Wherever the word "operationType" shows up in the data, report the line it sits in.

-------- Task data --------

PR #134, opened 2023-08-12
Refactor get_model_spec to use ska_helpers.chandra_models

taldcroft:
## Description

This refactors the `get_model_spec` module to use `ska_helpers.chandra_models`.

## Interface impacts

None, this is expected to be API compatible with the previous version.

### Unit tests

- [x] Mac

Independent check of unit tests by Jean
- [x] Linux

### Functional tests

No functional testing.

### DIFF
--- a/xija/get_model_spec.py
+++ b/xija/get_model_spec.py
@@ -5,17 +5,14 @@ Get Chandra model specifications
 import contextlib
 import json
 import os
-import platform
 import re
 import shutil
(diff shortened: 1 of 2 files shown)


jeanconn:
I note that removal of the repo-tip check (already removed in ska_helpers) could count as an interface / api change.

jeanconn (approved):

PR #146, opened 2025-09-03
xija_gui_fit enhancements

jzuhone:
## Description

This PR adds a number of enhancements to `xija_gui_fit`, cleans up the code a little, and adds documentation. The extensive list of new features is:

* Added a legend and autoscaling for the solarheat pitch plots
* Added a plot for the ACIS power state coefficients
* Added a native menu bar for the application, and moved several of the buttons on the main window to it
* Moved the "fit status" to the status bar at the bottom of the main window
* Writing the model + data time series output to an ASCII file now uses the ECSV format
* Added functionality to make a plot showing the evolution of the fit statistic with number of iterations
* Made the box containing the main window plots scrollable
* Made changes to several dialogs which took input start and stop times, ensuring that these were valid and raising an informative error if they weren't
* Added a title for the column with the sliders in the parameter table

I have added complete documentation for `xija_gui_fit` in this PR as well, which also is the best place to take a look at the new features. I have a rendered version of the docs up at https://cxc.cfa.harvard.edu/acis/xija/gui_fit.html.

Otherwise, I made some stylistic / cleanup / bugfix changes:

* Removed subclassing from `object`
* The `XijaModel` was being added as an attribute to a number of subclasses when it wasn't necessary, tried to pare this down
* Made a function name more pythonic
* Modernized calls to `super().__init__()`
* Removed some dead code
* Added PyCharm's `.idea` directory to `.gitignore`
* Fixed a `help` string in the `ArgumentParser`
* Updated code for more recent versions of Matplotlib (post 3.7.0)
* Removed unused arguments and out-of-date comments
* Made it so that the old ACIS FP limits did not appear on various plots

## Interface impacts
Technically speaking, given that `xija_gui_fit` is a "graphical user interface", there are lots of interface changes, but they are all documented here, and since it only fits thermal models, nothing here affects flight operations immediately or directly. 

## Testing

Unit tests are not really feasible for `xija_gui_fit`, so we must rely on extensive functional testing. 

### Unit tests

- [x] No unit tests

### Functional tests

Carried out a full fitting workflow on both macOS and Linux, exercising all options.


jeanconn:
We've updated the ska3 template ruff-base to at least ignore PLC0415.

PR #277, opened 2020-12-23
OP-372 Operation results list return code instead of translations

gildasdongmo:


src/main/java/org/isf/operation/manager/OperationBrowserManager.java
```diff
@@ -144,11 +144,11 @@ public boolean descriptionControl(String description, String typeCode) throws OH
...
 	 */
-	public ArrayList<String> getResultsList() { //TODO (OP-372): deal with codes instead of translations!!!
+	public ArrayList<String> getResultsList() { 
 		ArrayList<String> resultsList = new ArrayList<String>();
-		resultsList.add(MessageBundle.getMessage("angal.operation.result.sucess"));
-		resultsList.add(MessageBundle.getMessage("angal.operation.result.failure"));
-		resultsList.add(MessageBundle.getMessage("angal.operation.result.undefined"));
+		resultsList.add("angal.operation.result.sucess");
+		resultsList.add("angal.operation.result.failure");
+		resultsList.add("angal.operation.result.undefined");
```
mwithi, line 151: fix: sucess -> success

Anyway, with this method, in the DB will finish the whole string "angal.operation.result.sucess":

image

What about using a mapping mechanism as done in (e.g.) [ExaminationBrowserManager.java:92](https://github.com/informatici/openhospital-core/blob/develop/src/main/java/org/isf/examination/manager/ExaminationBrowserManager.java#L92) ?

mwithi (changes requested):
to fix bundle name and to revise the mapping to the DB.

in any case the migration script [step_57_multiple_operations_in_admission.sql](https://github.com/informatici/openhospital-core/blob/develop/mysql/db/step_57_multiple_operations_in_admission.sql) needs to be changed accordingly

mwithi:
@gildasdongmo +1

src/main/java/org/isf/operation/manager/OperationBrowserManager.java
gildasdongmo: > What about using a mapping mechanism as done in (e.g.) [ExaminationBrowserManager.java:92](https://github.com/informatici/openhospital-core/blob/develop/src/main/java/org/isf/examination/manager/ExaminationBrowserManager.java#L92) ?

It was just a choice, I can do it like that if necessary.

mwithi: I think it's better as pattern; also step_57_multiple_operations_in_admission.sql should be changed after.
Thanks!

gildasdongmo: Hi @mwithi, I made a new commit that uses the mapping mechanism as requested. and for what needs to be saved in bd, I used the keys already present in step_57_multiple_operations_in_admission.sql file and I think it won't be necessary to update it anymore.

src/main/java/org/isf/operation/manager/OperationBrowserManager.java
```diff
@@ -144,11 +150,39 @@ public boolean descriptionControl(String description, String typeCode) throws OH
...
+	public LinkedHashMap<String, String> getResultsList() { 
+		if (resultsListHashMap == null) buildResultHashMap();
+		return resultsListHashMap;
+	}
+	
+	private void buildResultHashMap() {
+		resultsListHashMap = new LinkedHashMap<>();
+		resultsListHashMap.put("Success", MessageBundle.getMessage("angal.operation.result.success"));
+		resultsListHashMap.put("Failure", MessageBundle.getMessage("angal.operation.result.failure"));
+		resultsListHashMap.put("Unknown", MessageBundle.getMessage("angal.operation.result.undefined"));
```
mwithi, line 162: as "codes" in the DB I would put them lowercase

mwithi (changes requested):
It looks fine, but:
- let's use lowercase "keys" in the db
- please resolve the conflicts
- please apply imports standards (see README.md)

src/main/java/org/isf/operation/manager/OperationBrowserManager.java
gildasdongmo: > * let's use lowercase "keys" in the db
> * please resolve the conflicts
> * please apply imports standards (see README.md)

**All done.**

> in any case the migration script [step_57_multiple_operations_in_admission.sql](https://github.com/informatici/openhospital-core/blob/develop/mysql/db/step_57_multiple_operations_in_admission.sql) needs to be changed accordingly

script has been updated using lowercase **keys**

mwithi (approved):

mwithi:
LGTM.
```
Results :

Tests run: 1105, Failures: 0, Errors: 0, Skipped: 1
```

PR #282, opened 2021-01-01
OP-396 increase coverage in operation; format Manager files

dbmalkovsky:
Coverage before:
image

Coverage after:
image

### DIFF
--- a/src/test/java/org/isf/operation/test/Tests.java
+++ b/src/test/java/org/isf/operation/test/Tests.java
@@ -24,14 +24,56 @@ package org.isf.operation.test;
 import static org.assertj.core.api.Assertions.assertThat;
 
 import java.util.ArrayList;
+import java.util.GregorianCalendar;
+import java.util.List;
 
 import org.isf.OHCoreTestCase;
+import org.isf.admission.manager.AdmissionBrowserManager;
+import org.isf.admission.model.Admission;
+import org.isf.admission.service.AdmissionIoOperationRepository;
+import org.isf.admission.service.AdmissionIoOperations;
+import org.isf.admission.test.TestAdmission;
+import org.isf.admtype.model.AdmissionType;
+import org.isf.admtype.service.AdmissionTypeIoOperationRepository;
+import org.isf.admtype.test.TestAdmissionType;
+import org.isf.disctype.model.DischargeType;
+import org.isf.disctype.service.DischargeTypeIoOperationRepository;
+import org.isf.disctype.test.TestDischargeType;
+import org.isf.disease.model.Disease;
+import org.isf.disease.service.DiseaseIoOperationRepository;
+import org.isf.disease.test.TestDisease;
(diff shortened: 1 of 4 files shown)


emecas (commented):
Thanks @dbmalkovsky 

LGTM

19e25685

```
Results :

Tests run: 716, Failures: 0, Errors: 0, Skipped: 2

[INFO] BUILD SUCCESS
[INFO] Total time:  01:24 min
[INFO] Finished at: 2021-01-09T00:46:30-05:00
```

emecas (approved):

src/test/java/org/isf/operation/test/Tests.java
```diff
@@ -119,23 +295,693 @@ public void testIoUpdateOperation() throws Exception {
...
+		DeliveryType deliveryType = testDeliveryType.setup(false);
+		DeliveryResultType deliveryResult = testDeliveryResultType.setup(false);
+
+		Admission admission = testAdmission.setup(ward, patient, admissionType, diseaseIn, diseaseOut1,
+				diseaseOut2, diseaseOut3, operation, dischargeType, pregTreatmentType,
+				deliveryType, deliveryResult, false);
+		operationRow.setAdmission(admission);
+
+		assertThat(operationRow).hasToString("some new description TestUserId");
 	}
```
emecas, line 985: just wonder , why this big test just for testing  `OperationRow.toString` method, could it not be implicitly covered in any other test?

or maybe  a simplified version of the test, only loading the compromised values like:

	@Test
	public void testOperationRowToStringSimplified() throws Exception {
		OperationType operationType = testOperationType.setup(true);
		Operation operation = testOperation.setup(operationType, false);
		
		operation.setDescription("aDescription");
		OperationRow operationRow = testOperationRow.setup(operation, true);

		Patient patient = testPatient.setup(false);
		Admission admission = testAdmission.setup(null, patient, null, null, null,
				null, null, operation, null, null,
				null, null, false);
		admission.setUserID("UserID");
		operationRow.setAdmission(admission);

		assertThat(operationRow).hasToString("aDescription UserID");
	}

dbmalkovsky: Thanks; used your simplified version.

I was under the impression from other reviewers that a single test should test a single method;  that combining things was frowned upon and thus the reason for this test structure.

mwithi (approved):
LGTM

```
Results :

Tests run: 804, Failures: 0, Errors: 0, Skipped: 1
```

src/test/java/org/isf/operation/test/Tests.java
emecas: Great.

I am agree about following single responsibility principle by test, but I don't typically add  tests for coverage of setters, getters, equals, or hash, mainly because all of them typically get tested implicitly. 

toString usually fits in same category, but as the case here you can be expecting something else about the returning string.

PR #300, opened 2021-01-20
Update PR-293 by replacing missing line

dbmalkovsky:
When making the change to correct the compile error it appears that a line setting the font was deleted by mistake.


mwithi:
Good catch @dbmalkovsky ! Thanks a lot! (verified also)

PR #303, opened 2021-01-21
OP-404 update: remove duplicated tests and fix spelling

dbmalkovsky:
I was reviewing the PR for OP-404 and noticed a spelling mistake and that two tests were duplicated.  This PR fixes the spelling and removes the duplicated tests.

### DIFF
--- a/src/test/java/org/isf/visits/test/Tests.java
+++ b/src/test/java/org/isf/visits/test/Tests.java
@@ -174,7 +174,7 @@ public class Tests extends OHCoreTestCase {
 	}
 
 	@Test
-	public void testMgrGetVisiNoPatientCode() throws Exception {
+	public void testMgrGetVisitNoPatientCode() throws Exception {
 		int id = _setupTestVisit(false);
 		Visit visit = visitsIoOperationRepository.findOne(id);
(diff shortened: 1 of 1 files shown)


src/test/java/org/isf/visits/test/Tests.java
```diff
@@ -202,20 +202,6 @@ public void testMgrGetVisitsEmpty() throws Exception {
...
-		assertThat(visitManager.getVisits(0)).hasSize(1);
-	}
-
-	@Test
-	public void testMgrGetVisitsbyID() throws Exception {
-		int id = _setupTestVisit(false);
-		Visit visit = visitsIoOperationRepository.findOne(id);
-		assertThat(visitManager.getVisits(id)).hasSize(1);
-	}
-
```
mwithi, line 218: is correct eliminating both?

mwithi (commented):
twop tests were duplicating each other but we have to keep one at least?

src/test/java/org/isf/visits/test/Tests.java
dbmalkovsky: Yes; each one is duplicating another test elsewhere in the file.   Sorry I didn't make it more clear.

PR #304, opened 2021-01-21
OP-411 correct deleteAllTherapies() method

dbmalkovsky:
I was writing tests for the Therapy package and noticed that the method `deleteAllTherapies(Integer code)` was not working correctly.

I updated the method body without changing the method signature and my local tests now run cleanly.

This is a separate PR so the change doesn't get lost in the larger JUnit test suite to come.

### DIFF
--- a/src/main/java/org/isf/therapy/manager/TherapyManager.java
+++ b/src/main/java/org/isf/therapy/manager/TherapyManager.java
@@ -255,9 +255,8 @@ public class TherapyManager {
 	 */
 	@Transactional(rollbackFor=OHServiceException.class)
 	public boolean deleteAllTherapies(Integer code) throws OHServiceException {
-		// FIXME FIXME	ioOperations.deleteAllTherapies(code);
-		smsOp.deleteByModuleModuleID("therapy", String.valueOf(code));
-		return true;
+		Patient patient = patientManager.getPatientById(code);
+		return ioOperations.deleteAllTherapies(patient);
 	}
 
 	/**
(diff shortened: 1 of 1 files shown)


mwithi (changes requested):
Maybe we can remove also the copy-and-paste comment on [line 195](https://github.com/informatici/openhospital-core/blob/24c4d4d541b1c85c03328e585eb3650dedebf07b/src/main/java/org/isf/therapy/manager/TherapyManager.java#L195)

dbmalkovsky:
Good catch; made the same type of change as was done originally

src/main/java/org/isf/therapy/manager/TherapyManager.java
```diff
@@ -188,12 +187,10 @@ public TherapyRow newTherapy(TherapyRow thRow) throws OHServiceException {
...
 	public boolean newTherapies(ArrayList<TherapyRow> thRows) throws OHServiceException {
 		if (!thRows.isEmpty()) {
-			DateTime now = new DateTime();
-
 
 			int patID = thRows.get(0).getPatient().getCode();
-			// FIXME FIXME			ioOperations.deleteAllTherapies(patID);
-			smsOp.deleteByModuleModuleID("therapy", String.valueOf(patID));
+			Patient patient = patientManager.getPatientById(patID);
+			ioOperations.deleteAllTherapies(patient);
```
mwithi, line 193: Only the comment was wrong, the operation was correct! 😅

mwithi (changes requested):
Only the comment was wrong...

src/main/java/org/isf/therapy/manager/TherapyManager.java
dbmalkovsky: OK; let us try it one more time.

mwithi (approved):

mwithi:
LGTM
```
Results :

Tests run: 1059, Failures: 0, Errors: 0, Skipped: 1
```

PR #311, opened 2021-01-30
OP-422 use containsKey()

dbmalkovsky:
Instead of enumerating the key set use `containsKey()` instead.

See OP-422.

Found with IntelliJ's Analyze plugin looking for redundant code.


mwithi (approved):
Thanks a lot!

PR #312, opened 2021-01-30
OP-423 remove unneeded toString()

dbmalkovsky:
There is no need to call `toString()` on a field/variable that is already a `String` type.

See OP-423.

Found with IntelliJ's Analyze plugin looking for redundant code.


mwithi (approved):
Thanks!

PR #313, opened 2021-02-02
Chore: Use StandardCharsets.UFT_8

dbmalkovsky:
Replace constant charset String literal  (like "UTF-8")  with a predefined Charset object like StandardCharsets.UTF_8. This may work a little bit faster, because charset lookup becomes unnecessary.

Found with IntelliJ's Analyze plugin.


mwithi (approved):
Tested

image

PR #315, opened 2021-02-02
Chore: Logger placeholder not available for `cause`

dbmalkovsky:
Just use the ` void error(String var1, Throwable var2);` method of the `org.slf4j.Logger` class.

Found with IntelliJ's Analyze plugin


mwithi (approved):
Tested 

image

--------

Result of this exercise:
		OperationType operationType = testOperationType.setup(true);
		Operation operation = testOperation.setup(operationType, false);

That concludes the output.